A voltaic cell consists of two different conductors as electrodes immersed in an electrolyte. The voltage output depends only on the chemicals in the cell. The current capacity increases with larger sizes. A primary cell cannot be recharged. A secondary or storage cell can be recharged.
A battery is a group of cells in series or in parallel. With cells in series, the voltages add, but the current capacity is the same as that of one cell. With cells in parallel, the voltage output is the same as that of one cell, but the total current capacity is the sum of the individual values.
The carbon-zinc dry cell is a common type of primary cell. Zinc is the negative electrode; carbon is the positive electrode. Its output voltage is approximately 1.5 V.
The lead-acid cell is the most common form of storage battery. The positive electrode is lead peroxide; spongy lead is the negative electrode. Both are in a dilute solution of sulfuric acid as the electrolyte. The voltage output is approximately 2.1 V per cell.
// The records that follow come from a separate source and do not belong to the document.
PR #1422, opened 2021-04-26
Stop samtools cat from outputting multiple CRAM EOF markers.

jkbonfield:
Samtools cat naively copies all incoming containers, and then writes an empty EOF container when closing the file.  This leads to multiple internal EOF markers as they're implemented in CRAM as an empty container.

Oddly there was code explicitly dealing with this, which seems redundant.  Perhaps it served a purpose in early versions.  Regardless internal EOF markers is permitted and are ignored, so this change is just for tidyness sake and to improve robustness incase bad implementations stop on the first EOF.

### DIFF
--- a/bam_cat.c
+++ b/bam_cat.c
@@ -271,6 +271,11 @@ int cram_cat(int nfn, char * const *fn, const sam_hdr_t *h, const char* outcram,
         // Copy contains and blocks within them
         while ((c = cram_read_container(in_c))) {
             if (cram_container_is_empty(in_c)) {
+                cram_block *blk;
+                // Container compression header
+                if (!(blk = cram_read_block(in_c)))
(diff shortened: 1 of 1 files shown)


valeriuo:
I am investigating some large memory allocations ~1 GB. It seems that a `cram_read_container(in_c)` call after a true `cram_container_is_empty(in_c)` might lead to some uninitialized container fields, especially `num_landmarks`, which results in a large [allocation](https://github.com/samtools/htslib/blob/c74a63ef8c1519b2592b4b718398917c1d4139d3/cram/cram_io.c#L3783).

valeriuo:
Merged into develop as 1ea60adbf492d0596a8fb01fd44bafe8fcee5fc0

Issue #1419, opened 2021-04-22
Samtools coverage histogram not viewed properly


deminatanja:
Hi,

I am using samtools 1.10, Linux 3.10.0-1062.45.1.el7.x86_64, gcc (GCC) 9.1.0.

Samtools coverage command used as below gives a histogram file that can't be viewed properly.

samtools coverage -m -A -w 32 /path/x.sorted.bam -o /path/outputfile

Viewed with head command:
NODE_1_length_307510_cov_3.543238 (307.5Kbp)
>  90.00% │████████████████████████████████│ Number of reads: 50206
>  80.00% │████████████████████████████████│     (1068 filtered)
>  70.00% │████████████████████████████████│ Covered bases:   307.5Kbp
>  60.00% │████████████████████████████████│ Percent covered: 100%
>  50.00% │████████████████████████████████│ Mean coverage:   24.5x
>  40.00% │████████████████████████████████│ Mean baseQ:      35.2
>  30.00% │████████████████████████████████│ Mean mapQ:       40.1
>  20.00% │████████████████████████████████│ 
>  10.00% │████████████████████████████████│ Histo bin width: 9.6Kbp

Viewed in nano:
NODE_1_length_307510_cov_3.543238 (307.5Kbp)
>  90.00% ?^?^??^?^??^?^??^?^??^?^??^?^??^?^??^?^??^?^??^?^??^?^??^?^??^?^??^?^$
>  80.00% ?^?^??^?^??^?^??^?^??^?^??^?^??^?^??^?^??^?^??^?^??^?^??^?^??^?^??^?^$
>  70.00% ?^?^??^?^??^?^??^?^??^?^??^?^??^?^??^?^??^?^??^?^??^?^??^?^??^?^??^?^$
>  60.00% ?^?^??^?^??^?^??^?^??^?^??^?^??^?^??^?^??^?^??^?^??^?^??^?^??^?^??^?^$
>  50.00% ?^?^??^?^??^?^??^?^??^?^??^?^??^?^??^?^??^?^??^?^??^?^??^?^??^?^??^?^$
>  40.00% ?^?^??^?^??^?^??^?^??^?^??^?^??^?^??^?^??^?^??^?^??^?^??^?^??^?^??^?^$
>  30.00% ?^?^??^?^??^?^??^?^??^?^??^?^??^?^??^?^??^?^??^?^??^?^??^?^??^?^??^?^$
[...]

PR #1423, opened 2021-04-26
Make coverage ASCII mode true ASCII.

jkbonfield:
The example in the man page used "#" characters, but in source code it
was using a more limited UTF8 encoding of only full and half-height
blocks instead of 8 height levels.

It's a misnomer to claim this is ASCII.  We could still have a
half-height UTF8 mode, but I'm not sure I see the point in catering to
the middle case much.  ASCII however should be purely printable
without having to worry about text editors or pagers escaping
non-printable characters.  This switches to : and . chars.

Fixes https://github.com/samtools/samtools/issues/1419

### DIFF
--- a/coverage.c
+++ b/coverage.c
@@ -1,7 +1,7 @@
 /* coverage.c -- samtools coverage subcommand
 
     Copyright (C) 2018,2019 Florian Breitwieser
-    Portions copyright (C) 2019-2020 Genome Research Ltd.
+    Portions copyright (C) 2019-2021 Genome Research Ltd.
 
     Author: Florian P Breitwieser <florian.bw@gmail.com>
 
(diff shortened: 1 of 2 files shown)


jmarshall:
> We could still have a half-height UTF8 mode, but I'm not sure I see the point in catering to the middle case much.

Presumably because you're not a Windows user connecting to your remote samtools machine using putty. Perhaps @fbreitwieser can comment on whether this is still a problem.

jkbonfield:
Indeed I'm not.  I much prefer a proper tabbed terminal (either [Microsoft's own](https://www.microsoft.com/en-gb/p/windows-terminal/9n0dx20hk701) which is pretty feature rich, or what I normally use is xfce4-terminal running under WSL as I want far more than just putty to a remote server).

There's really no difference in functionality with this PR, just style.  You still get two levels of depth (full and half height), only it's now ascii-fied instead of filled in UTF8 blobs.   If that's really a cause for concern I can fix it obviously, but erring on side of simplicity for now.

daviesrob:
Rebased so tests should work...

PR #1427, opened 2021-04-29
Support an HTSlib source tree that has a separate build directory

jmarshall:
Companion PR to samtools/htslib#1277 which enables samtools's _configure_ to recognise an HTSlib separate build directory, which is treated the same as a source directory — as for external projects' purposes this is identical apart from `-I` needing to point to the associated source directory (only).

Pick `HTSSRCDIR` out of the HTSlib build directory's _htslib_vars.mk_ (generated from _builddirs_vars.mk.in_). `@HTSLIB_CPPFLAGS@` and `@HTSLIB_LDFLAGS@` need to be fully expanded: `$(HTSDIR)` would not be available for external projects that don't use `@HTSDIR@` or _htslib.mk_.

In due course _m4/ax_with_htslib.m4_ should be copied to bcftools too.

### DIFF
--- a/INSTALL
+++ b/INSTALL
@@ -123,6 +123,9 @@ specify further optional external requirements:
     installation directory (i.e., it has 'include' and 'lib' subdirectories
     containing HTSlib headers and libraries).
 
+    (If the desired HTSlib source tree has been configured to build in a
+    separate build directory, DIR should refer to the build directory.)
+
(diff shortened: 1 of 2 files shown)


daviesrob:
Looks good, thanks.  I've tested against both in- and out-of-tree htslibs, and got successful builds.

PR #642, opened 2026-05-27
fix(polls): align poll vote encryption/decryption to conversation addressing

jlucaso1:
## Summary
Poll votes always used the own **PN** as the voter JID. But the voter feeds the poll-vote HKDF info + AAD, so it must match the addressing of the poll creator. In LID-addressed conversations the real WhatsApp Web (`WAWebAddonEncryption`) authors the vote under the **LID** — so PN-authored votes fail to decrypt on the host as contacts migrate to LID.

This brings whatsapp-rust in line with WA Web behavior (verified against `docs/captured-js/WAWeb/Addon/Encryption.js`), mirroring the concept of whatsmeow `5d16908e` (encrypt) and `e46d104e`/`1c97bf40` (decrypt fallback). The decrypt path reuses the same LID↔PN fallback pattern the message-edit path (`wacore/src/message_edit.rs`) already implements.

- **encrypt** (`Polls::vote`): pick the voter JID to match the poll creator's namespace — own LID for LID-addressed polls, own PN otherwise — falling back to PN (with a warning) when the own LID is unknown.
- **decrypt** (`Polls::decrypt_vote` / `aggregate_votes`): retry under the opposite addressing (LID↔PN) when a counterpart mapping is known, matching WA Web's `decryptAddOn` homogeneous LID/PN attempts. The fallback pair is built only when **both** the creator and the voter have a known counterpart.
- new `wacore::poll::decrypt_poll_vote_with_fallback` + `PollVoteAddressing`.

### ⚠️ Breaking change
`Polls::decrypt_vote` and `Polls::aggregate_votes` changed from sync associated functions to `&self async` methods. Call sites must use `client.polls().decrypt_vote(...).await`. No internal callers in this repo.

## Test plan
- [x] `cargo fmt --all`
- [x] `cargo clippy --all --tests` (clean)
- [x] `cargo test --workspace --exclude e2e-tests` (0 failures)
- [x] wacore unit tests: fallback recovers across addressing, primary-without-fallback, combined error, `None` propagation
- [x] client tests: voter is PN/own-LID/PN-fallback; decrypt + aggregate recover when fed LID but encrypted under PN; no-mapping must not silently decrypt

### DIFF
--- a/src/features/polls.rs
+++ b/src/features/polls.rs
@@ -119,7 +119,11 @@ impl<'a> Polls<'a> {
             .await
             .ok_or_else(|| anyhow!("Not logged in — cannot determine own JID"))?;
         let my_base = my_jid.to_non_ad();
-        let voter_jid_str = my_base.to_string();
+
+        let voter_jid = self
+            .resolve_voter_jid(poll_creator_jid, &my_base, poll_msg_id)
+            .await;
+        let voter_jid_str = voter_jid.to_string();
         let creator_jid_str = poll_creator_jid.to_non_ad().to_string();
 
         let selected_hashes: Vec<Vec<u8>> = option_names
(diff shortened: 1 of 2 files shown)


jlucaso1:
@claude review

PR #647, opened 2026-05-27
fix(offline): drain offline queue by acking duplicate and undecryptable messages

jlucaso1:
## Summary
Every received message is now acknowledged so the server drains it from the offline queue instead of replaying it on each reconnect (which eventually force-closed the stream).

- Ack duplicates (already-processed) and own-account fan-out. Own non-peer messages get a transport ack (correct `to`=`from`) since their delivery receipt is suppressed.
- Send a transport ack on decrypt failure and on `<unavailable>`; the retry receipt alone does not clear the queue.
- Nack generic group decrypt errors, matching the session catch-all.
- Send the retry receipt, PDO request and transport ack in one ordered, flushed task so a disconnect cannot clear a stanza before its resend request goes out.
- Send delivery receipts as `type="inactive"` unless marked online (presence available or forced), matching whatsmeow's background companion.
- Raise `message_retry_counts` TTL to 1h so the retry cap survives spaced redeliveries.
- Lower `decrypt-fail="hide"` failures to DEBUG.
- Recognize `stream:error` carrying an `ack` child instead of logging it as unknown.

## Test plan
- [ ] `cargo test --workspace --exclude e2e-tests`
- [ ] `cargo clippy --all --tests`
- [ ] `cargo fmt --all --check`

### DIFF
--- a/src/cache_config.rs
+++ b/src/cache_config.rs
@@ -170,7 +170,8 @@ pub struct CacheConfig {
     /// Default: capacity 0 (disabled — DB-only, matching WA Web).
     /// Set capacity > 0 to enable a fast in-memory cache in front of the DB.
     pub recent_messages: CacheEntryConfig,
-    /// Message retry counts (time_to_live). Default: 5m TTL, 500 entries.
+    /// Message retry counts (time_to_live). Default: 1h TTL, 500 entries.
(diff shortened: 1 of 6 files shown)


jlucaso1:
@claude review

jlucaso1:
@claude review

PR #664, opened 2026-05-30
fix(message): ack SKDM-only session decrypts

jlucaso1:
## What

Session decrypt now tracks whether a successfully decrypted plaintext actually reached `dispatch_parsed_message`. SKDM-only session plaintext still processes the sender-key distribution and skips user dispatch, but `process_decrypted_message` now emits the normal message confirmation when that skip would otherwise leave the stanza unacked.

This replaces the anonymous `(bool, bool, bool)` session result with `SessionBatchOutcome` and propagates the dispatch bit through direct decrypt, untrusted-identity retry, and PN→LID migration via `MigrationDecryptOutcome`.

The ack path itself is unchanged: `ack_received_message` still chooses delivery receipt, sender receipt, or transport ack from the message shape.

## Why

A production group stanza (`AC1F6388BDE0B721870652C378CFEDDB`) decrypted successfully as a session `msg`, carried only a Sender Key Distribution Message, and had no `skmsg` sibling. Because SKDM-only messages skipped dispatch, they also skipped the only success-path ack. The server retained the stanza until it later sent `<stream:error><ack class="message" id=...>`, re-delivered it, and the already-advanced Signal ratchet then hit BadMac.

whatsmeow and WA Web acknowledge every successfully decrypted message; the decision is based on decrypt result, not user-visible content.

## Tests

Added regression coverage with real Signal/session and sender-key ciphertexts, decoding captured outbound frames by message id:

- SKDM-only group session decrypt emits exactly one group delivery receipt and no `Event::Message`
- SKDM session + successful `skmsg` sibling emits exactly one receipt and dispatches only the `skmsg` content
- Own-device group SKDM-only session emits exactly one transport `<ack class="message">`, not a `type="sender"` receipt

Validation:

- `cargo fmt --all`
- `cargo build -p whatsapp-rust`
- `cargo clippy --all-targets -- -D warnings`
- `cargo test -p whatsapp-rust` (617 lib + 18 discrepancy + 7 handshake + 5 doctests passed)
- `cargo test -p whatsapp-rust skdm -- --nocapture` (11 passed)

### DIFF
--- a/src/message.rs
+++ b/src/message.rs
@@ -70,6 +70,20 @@ pub(crate) struct ClassifiedMessage {
     pub decrypt_fail_mode: crate::types::events::DecryptFailMode,
 }
 
+#[derive(Clone, Copy, Debug, Default)]
+struct SessionBatchOutcome {
+    decrypted: bool,
+    duplicate: bool,
+    undecryptable: bool,
+    dispatched: bool,
+}
+
+#[derive(Clone, Copy, Debug, Default)]
+struct MigrationDecryptOutcome {
+    decrypted: bool,
+    dispatched: bool,
+}
+
 /// Retry count threshold for logging high retry warnings.
 /// WhatsApp Web logs metrics when retry count exceeds this value.
 const HIGH_RETRY_COUNT_THRESHOLD: u8 = 3;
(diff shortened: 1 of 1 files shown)


jlucaso1:
@claude review

jlucaso1:
@claude review

PR #668, opened 2026-05-31
feat(msg-secret)!: bound messageSecret retention by policy and event-time horizon

jlucaso1:
## What

Bounds the per-message `messageSecret` store, which a recent change (#665) made grow without limit: it seeds a secret for every non-forwarded history-sync message and captures one for every live message and every send, and nothing ever prunes them. On a freshly paired headless account that produced ~95k rows accounting for ~99% of the SQLite file.

Retention is now one policy plus a per-row, event-time deadline, all on `CacheConfig`:

- **`msg_secret_policy: MsgSecretPolicy`** — `Managed` (default), `BotOnly`, `Full`, `Disabled` — unifies the three previously-scattered decisions (capture on live receive, seed from history, prune).
- **Per-row `expires_at`** (absolute unix seconds, `0` = never) replaces the old `created_at`-based TTL. `created_at` was insert time and was overwritten on every conflict-update and edit re-persist, so no age-based prune was ever sound. The deadline is computed from the **parent message's own event time** plus a per-add-on-kind horizon, and on conflict the later deadline wins (`0` = never wins) so a redelivery or edit re-persist never shortens a window.
- **`msg_secret_retention`** horizons: text/`MESSAGE_EDIT` 30d, poll/event 90d, bot 30d. An edit is only valid when authored within 20 min of the parent, but the offline queue can deliver that (validly-authored) edit up to ~30 days later, so 30d is the floor that keeps a 30-day-offline receiver able to decrypt. `PollAddOption`/`EventEdit` have no window and ride the parent's secret, so poll/event parents get the longer 90d horizon.
- **Edit-processing window on receive** — the parent's event time is now stored (`message_ts`) so the receive path can drop a secret-encrypted `MESSAGE_EDIT` authored outside the window (`editTs >= parentTs + 1200s`), matching WhatsApp Web's `ProcessEditProtocolMsgs`. The check is on authored time (not "now"), so a validly-authored edit still applies after an offline gap; it is permissive when the parent's time is unknown (resolver-supplied secrets carry none).
- **Age/type-filtered seed** — history secrets whose parent is already past its horizon are dropped at seed time. For a multi-month history this collapses the pairing burst to the recent, still-relevant slice.
- **`seed_msg_secrets_from_history: bool`** (default `true`) — live capture (covering everything received after connect) is independent from history seeding. Seeding only matters for the boundary case: an add-on that arrives live yet references a parent delivered via history sync. Headless consumers that only react to new messages can flip this off.
- **`original_message_resolver`** (+ `msg_secret_resolver_timeout`, default 5s) — an app-supplied fallback consulted when an add-on's parent secret is absent from the store (and its LID/PN alternates), bounded by a timeout because it runs in the per-chat receive lane. This is what lets the `Disabled` policy still decrypt: an app that keeps its own message store can own retention entirely and answer secret lookups on demand. (`Send + Sync` is dropped on wasm32 so a wasm app can supply a `!Send` resolver.)

Newsletters arrive as plaintext and never carry a `secret_encrypted_message`, so there is no newsletter retention class (documented inline to avoid a future dead branch).

## Why

The secrets only unlock add-ons that reference a parent by id — secret-encrypted edits, msmsg bot replies, and poll/event edits — all of which are bounded in time. The send path never reads the store, and poll votes/reactions take an app-supplied secret rather than reading it, so the only real consumers are five inbound add-on kinds with finite useful lifetimes. Keeping a secret for every message forever (and re-seeding the entire history on pairing) is therefore pure storage cost with no decrypt benefit beyond the horizon.

The redesign is grounded in verified behavior: the edit window is 1200s (20 min), enforced on both send and receive as an *authored-time* check (`editTs < parentTs + window`) — not relative to "now" — so an offline-delivered but validly-authored edit still applies, which is exactly why retention is sized to the ~30-day delivery window rather than the 20-minute authoring window. PollAddOption/EventEdit have no window at all, and edits by other users (newsletter admins) still key the lookup on the original author's secret, so the existing keying already covers them.

## Breaking Change

BREAKING CHANGE: `CacheConfig.msg_secret_ttl_secs: u64` is removed. Replace it with `msg_secret_policy: MsgSecretPolicy` (default `Managed`) plus the additive `msg_secret_retention`, `seed_msg_secrets_from_history` (default `true`), `original_message_resolver`, and `msg_secret_resolver_timeout`. The default behavior changes from "seed and keep everything forever" to "seed only the still-relevant slice and prune by event-time horizon".

Migration:

- To keep the previous behavior exactly, set `msg_secret_policy: MsgSecretPolicy::Full`.
- To restore pre-#665 capture (bot contexts only — including group bot invocations), use `MsgSecretPolicy::BotOnly`.
- To persist nothing and own retention in the app, use `MsgSecretPolicy::Disabled` and register an `original_message_resolver`.
- `MsgSecretStore::put_msg_secrets` is now the required method and carries `MsgSecretEntry { expires_at, message_ts }`; the scalar `put_msg_secret` is a never-expiring default wrapper, and `get_msg_secret_with_ts` has a default returning `0` for the parent time. Custom backends that implemented the scalar should move to `put_msg_secrets` and honor `expires_at` (keep the later deadline on conflict, `0` wins) and `message_ts` (keep the non-zero value).

Existing installs are not mass-deleted: the SQLite migration backfills legacy rows to `created_at + 30d`, so the prior pairing-burst seed ages out gradually once pruning runs (which now includes `Disabled`, so switching to it also reclaims legacy rows — they drain as each row hits its backfilled deadline, completing within ~30 days, not all at once on the first sweep).

## Tests

New coverage:

- seed filter: `Managed` drops text past 30d but keeps recent text and polls within 90d; `Full` seeds an ancient secret; `Disabled` seeds nothing; the opt-out flag skips seeding under `Managed`
- seeded rows carry an `expires_at` derived from the parent's `messageTimestamp` — a prune past `msg_ts + 30d` removes the row while an earlier prune keeps it
- edit-processing window: an in-window edit applies, an out-of-window edit is dropped, and an unknown parent timestamp stays permissive; `get_msg_secret_with_ts` round-trips and keeps the parent ts across a 0-ts redelivery
- `BotOnly` keeps a group bot prompt (botMetadata) but skips a plain message; unit cover for `is_bot_context` / `classify_from_flags` / policy predicates
- `OriginalMessageResolver`: a secret-encrypted edit decrypts via the resolver when the store is empty under `Disabled`
- SQLite: conflict keeps the later deadline (`0`/never wins); prune deletes only passed deadlines

Validation:

- `cargo fmt --all`
- `cargo clippy -p wacore -p whatsapp-rust -p whatsapp-rust-sqlite-storage --all-targets -- -D warnings` clean
- `cargo test -p wacore -p whatsapp-rust -p whatsapp-rust-sqlite-storage` — 819 (wacore lib) + 644 (whatsapp-rust lib) + 31 (sqlite) passing

### DIFF
--- a/src/appstate_sync.rs
+++ b/src/appstate_sync.rs
@@ -233,14 +233,11 @@ mod tests {
     #[cfg_attr(target_arch = "wasm32", async_trait(?Send))]
     #[cfg_attr(not(target_arch = "wasm32"), async_trait)]
     impl MsgSecretStore for MockBackend {
-        async fn put_msg_secret(
+        async fn put_msg_secrets(
             &self,
-            _chat: &str,
-            _sender: &str,
-            _msg_id: &str,
-            _secret: &[u8],
-        ) -> StoreResult<()> {
-            Ok(())
+            entries: Vec<wacore::store::traits::MsgSecretEntry>,
+        ) -> StoreResult<usize> {
+            Ok(entries.len())
         }
 
         async fn get_msg_secret(
--- a/src/cache_config.rs
+++ b/src/cache_config.rs
@@ -210,6 +210,17 @@ pub struct CacheConfig {
     pub msg_secret_policy: MsgSecretPolicy,
     /// Per-add-on-kind retention horizons applied under `Managed`/`BotOnly`.
     pub msg_secret_retention: MsgSecretRetention,
+    /// Whether to seed `messageSecret`s from history-sync blobs. Default `true`.
+    ///
+    /// Independent of live capture (which `msg_secret_policy` governs): seeding
+    /// only matters for add-ons that arrive live after connect yet reference a
+    /// parent delivered via history sync — edits of just-pre-pairing messages,
+    /// add-options/edits on still-open polls, or replays to a reconnecting
+    /// offline device. Headless consumers that only react to new messages can
+    /// set this to `false` to skip the pairing-time seed entirely. When `true`,
+    /// the policy still filters the seed (age/type under `Managed`, bot-only
+    /// under `BotOnly`, everything under `Full`).
+    pub seed_msg_secrets_from_history: bool,
     /// Optional app-supplied fallback consulted when an add-on's parent secret
     /// is absent from the store (and its LID/PN alternates). Lets an app that
     /// keeps its own message store own secret retention; required for the
@@ -247,6 +258,10 @@ impl std::fmt::Debug for CacheConfig {
             .field("sent_message_ttl_secs", &self.sent_message_ttl_secs)
             .field("msg_secret_policy", &self.msg_secret_policy)
             .field("msg_secret_retention", &self.msg_secret_retention)
+            .field(
+                "seed_msg_secrets_from_history",
+                &self.seed_msg_secrets_from_history,
+            )
             .field(
                 "original_message_resolver",
                 &self.original_message_resolver.is_some(),
@@ -295,6 +310,7 @@ impl Default for CacheConfig {
             // longer accumulates a secret for every message forever.
             msg_secret_policy: MsgSecretPolicy::default(),
             msg_secret_retention: MsgSecretRetention::default(),
+            seed_msg_secrets_from_history: true,
             original_message_resolver: None,
             cache_stores: CacheStores::default(),
         }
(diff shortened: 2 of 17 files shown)


jlucaso1:
@claude review

jlucaso1:
@claude review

To charge a lead-acid battery, connect it to a dc voltage equal to approximately 2.5 V per cell. Connecting the positive terminal of the battery to the positive side of the charging source and the negative terminal to the negative side results in charging current through the battery.
The nickel-cadmium cell is rechargeable and has an output of 1.2 V.
A constant-voltage generator has very low internal resistance.
A constant-current generator has very high internal resistance.
Any generator has an internal resistance ri. With load current IL, the internal ILri drop reduces the voltage across the output terminals. When IL makes the terminal voltage drop to one-half the no-load voltage, the external RL equals the internal ri.
Matching a load to a generator means making the RL equal to the generator's ri. The result is maximum power delivered to the load from the generator.